[Items listed in a dataset]
PR #7519, opened 2019-04-18
Draw line between two consecutive trail points only up to max distance (fix #7506)

### LINKED ISSUE #7506: Do not draw trail line between consecutive points if distance is high
With todays NB I tried to check out the recent changes to the map trail by @moving-bits .
I noticed, that the history is kept also between several sessions (i.e. close of app and restart of app. I know, that it is intended to work like this, but in normal daily use this has shown some problems for me.

Example:
- Drive to location A, go caching and use c:geo trail function
- Drive to location B, go caching and use c:geo trail function
- On the next day start c:geo at location C
- Know I have a bunch of trail worms on my map connected with a straight line (last and first position after app restart) which I need to clear manually using the "Clear trail" function.

My proposal would be to keep it running while the app is in use but not between "sessions" or autoclear it after 24 hours or alike.

moving-bits:
while drawing historytrail: checks distance of two consecutive points and draws line between them only, if their distance is less than 10 km (stored history itself is untouched)

### DIFF
--- a/main/src/cgeo/geocaching/maps/PositionDrawer.java
+++ b/main/src/cgeo/geocaching/maps/PositionDrawer.java
@@ -22,6 +22,11 @@ import java.util.ArrayList;
 
 public class PositionDrawer {
 
+    /**
+     * maximum distance (in meters) up to which two points in the trail get connected by a drawn line
+     */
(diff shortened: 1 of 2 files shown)


moving-bits:
retest this please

> **Prompt**
Copy out all of the records, keeping every line identical.

> **Expected answer**
PR #7519, opened 2019-04-18
Draw line between two consecutive trail points only up to max distance (fix #7506)

### LINKED ISSUE #7506: Do not draw trail line between consecutive points if distance is high
With todays NB I tried to check out the recent changes to the map trail by @moving-bits .
I noticed, that the history is kept also between several sessions (i.e. close of app and restart of app. I know, that it is intended to work like this, but in normal daily use this has shown some problems for me.

Example:
- Drive to location A, go caching and use c:geo trail function
- Drive to location B, go caching and use c:geo trail function
- On the next day start c:geo at location C
- Know I have a bunch of trail worms on my map connected with a straight line (last and first position after app restart) which I need to clear manually using the "Clear trail" function.

My proposal would be to keep it running while the app is in use but not between "sessions" or autoclear it after 24 hours or alike.

moving-bits:
while drawing historytrail: checks distance of two consecutive points and draws line between them only, if their distance is less than 10 km (stored history itself is untouched)

### DIFF
--- a/main/src/cgeo/geocaching/maps/PositionDrawer.java
+++ b/main/src/cgeo/geocaching/maps/PositionDrawer.java
@@ -22,6 +22,11 @@ import java.util.ArrayList;
 
 public class PositionDrawer {
 
+    /**
+     * maximum distance (in meters) up to which two points in the trail get connected by a drawn line
+     */
(diff shortened: 1 of 2 files shown)


moving-bits:
retest this please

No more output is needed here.